PR #2986, opened 2026-01-31
numInputImageItems to avifImageApplyExpression32b

wantehchang:
Pass numInputImageItems (the size of the inputImageItems array) to avifImageApplyExpression32b(). Validate the index for the inputImageItems array.

### DIFF
--- a/src/sampletransform.c
+++ b/src/sampletransform.c
@@ -283,6 +283,7 @@ AVIF_ARRAY_DECLARE(avifSampleTransformStack32b, int32_t, elements);
 
 static avifResult avifImageApplyExpression32b(avifImage * dstImage,
                                               const avifSampleTransformExpression * expression,
+                                              uint8_t numInputImageItems,
                                               const avifImage * inputImageItems[],
                                               avifPlanesFlags planes,
                                               int32_t * stack,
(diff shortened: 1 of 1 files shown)


src/sampletransform.c
```diff
@@ -313,7 +314,10 @@ static avifResult avifImageApplyExpression32b(avifImage * dstImage,
                         AVIF_ASSERT_OR_RETURN(stackSize < stackCapacity);
                         stack[stackSize++] = token->constant;
                     } else if (token->type == AVIF_SAMPLE_TRANSFORM_INPUT_IMAGE_ITEM_INDEX) {
-                        const avifImage * image = inputImageItems[token->inputImageItemIndex - 1]; // 1-based
+                        // inputImageItemIndex is 1-based.
+                        const uint8_t zeroBasedIndex = token->inputImageItemIndex - 1;
```
vrabaud, line 318: There is absolutely no way inputImageItemIndex is 0 I guess?

y-guyon: Indeed. It is checked in `avifSampleTransformExpressionIsValid()`, but so is `inputImageItemIndex <= numInputImageItems`.

wantehchang: Yannis: The reason I wrote this PR is that it looks bad to pass an array but not the array size to a function. But then the function should use the array size, and the only meaningful way to use the array size in this function is to validate the array index `token->inputImageItemIndex`.

When I wrote this PR, I didn't analyze the code well enough to see if the caller has already validated `token->inputImageItemIndex`. Since that is true, this pull request will validate `token->inputImageItemIndex` redundantly. So I will abandon this pull request.

Issue #2983, opened 2026-01-30
`avifDecoder` should disallow setting only one of the (1 << 0) and (1 << 1) bits in imageContentToDecode


wantehchang:
The `AVIF_IMAGE_CONTENT_COLOR_AND_ALPHA` enum constant is the bitwise-OR of the `(1 << 0)` and `(1 << 1)` bits. It has the following comment:

```
    // Color only or alpha only is not currently supported.
    AVIF_IMAGE_CONTENT_COLOR_AND_ALPHA = (1 << 0) | (1 << 1),
```

`avifDecoder` should disallow color only or alpha only. I.e., if one of the `(1 << 0)` and `(1 << 1)` bits is set in `imageContentToDecode`, the other one must also be set.

PR #2988, opened 2026-02-02
Fail if imageContentToDecode is color xor alpha

y-guyon:
Fixes https://github.com/AOMediaCodec/libavif/issues/2983

### DIFF
--- a/src/read.c
+++ b/src/read.c
@@ -5229,6 +5229,12 @@ avifResult avifDecoderParse(avifDecoder * decoder)
     if ((decoder->imageSizeLimit > AVIF_DEFAULT_IMAGE_SIZE_LIMIT) || (decoder->imageSizeLimit == 0)) {
         return AVIF_RESULT_NOT_IMPLEMENTED;
     }
+    // Color only or alpha only is not currently supported.
+    if ((decoder->imageContentToDecode & AVIF_IMAGE_CONTENT_COLOR_AND_ALPHA) != 0 &&
+        (decoder->imageContentToDecode & AVIF_IMAGE_CONTENT_COLOR_AND_ALPHA) != AVIF_IMAGE_CONTENT_COLOR_AND_ALPHA) {
+        avifDiagnosticsPrintf(&decoder->diag, "imageContentToDecode set to only color or only alpha is not supported");
+        return AVIF_RESULT_NOT_IMPLEMENTED;
+    }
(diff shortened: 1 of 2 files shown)


src/read.c
```diff
@@ -6012,6 +6012,13 @@ avifResult avifDecoderReset(avifDecoder * decoder)
 
     memset(&decoder->ioStats, 0, sizeof(decoder->ioStats));
 
+    // Color only or alpha only is not currently supported.
+    if ((decoder->imageContentToDecode & AVIF_IMAGE_CONTENT_COLOR_AND_ALPHA) != 0 &&
+        (decoder->imageContentToDecode & AVIF_IMAGE_CONTENT_COLOR_AND_ALPHA) != AVIF_IMAGE_CONTENT_COLOR_AND_ALPHA) {
+        avifDiagnosticsPrintf(&decoder->diag, "imageContentToDecode set to only color or only alpha is not supported");
+        return AVIF_RESULT_NOT_IMPLEMENTED;
+    }
```
wantehchang, line 6026: My first reaction is that we should perform this check in `avifDecoderParse()`. Did you decide to perform this check in `avifDecoderReset()` because `decoder->imageContentToDecode` is read in `avifDecoderReset()` and `avifDecoderDecodedRowCount()`?

wantehchang (approved):
LGTM. Thanks!

src/read.c
```diff
@@ -6012,6 +6012,13 @@ avifResult avifDecoderReset(avifDecoder * decoder)
 
     memset(&decoder->ioStats, 0, sizeof(decoder->ioStats));
 
+    // Color only or alpha only is not currently supported.
```
wantehchang, line 6021: It would be good to add a test to tests/gtest/avifdecodetest.cc.

src/read.c
y-guyon: Yes. I also added it in `avifDecoderParse()` because it looks like the proper location too.

src/read.c
y-guyon: Done.

src/read.c
wantehchang: Sounds good, thanks. Note that it suffices to just check in `avifDecoderReset()` because `avifDecoderParse()` calls `avifDecoderReset()`.

wantehchang (commented):
The new commit LGTM. Thanks!

PR #2991, opened 2026-02-03
Add a unit test for issue #2979

wantehchang:
Based on the PoC in https://github.com/AOMediaCodec/libavif/issues/2979.

### DIFF
--- a/tests/gtest/avifaltrtest.cc
+++ b/tests/gtest/avifaltrtest.cc
@@ -81,7 +81,7 @@ TEST(AltrTest, ZeroImageContentToDecode) {
   ImagePtr image(avifImageCreateEmpty());
   ASSERT_NE(image, nullptr);
   ASSERT_EQ(avifDecoderReadFile(decoder.get(), image.get(), file_path.c_str()),
-            AVIF_RESULT_INTERNAL_ERROR);
+            AVIF_RESULT_NO_CONTENT);
 }
 
 //------------------------------------------------------------------------------


tests/gtest/avifaltrtest.cc
```diff
@@ -70,6 +70,20 @@ TEST(AltrTest, SampleTransformDepthParseNextEqual) {
...
+  const std::string file_path =
+      std::string(data_path) + "weld_sato_12B_8B_q0.avif";
+
+  DecoderPtr decoder(avifDecoderCreate());
+  ASSERT_NE(decoder, nullptr);
+  decoder->imageContentToDecode = AVIF_IMAGE_CONTENT_NONE;
+  ImagePtr image(avifImageCreateEmpty());
+  ASSERT_NE(image, nullptr);
+  ASSERT_EQ(avifDecoderReadFile(decoder.get(), image.get(), file_path.c_str()),
+            AVIF_RESULT_INTERNAL_ERROR);
```
y-guyon: This should be `AVIF_RESULT_NO_CONTENT` once https://github.com/AOMediaCodec/libavif/pull/2981 is merged.

wantehchang: Done.

To verify the fix for issue https://github.com/AOMediaCodec/libavif/issues/2979, we just need to verify the test doesn't crash with a segmentation fault; the error code isn't important. But it's good to expect the `AVIF_RESULT_NO_CONTENT` error because it looks similar to the `AVIF_IMAGE_CONTENT_NONE` flag.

------

Please state the number of lines in the listing that include the word "avifaltrtest", with no other words.

→ Response area
3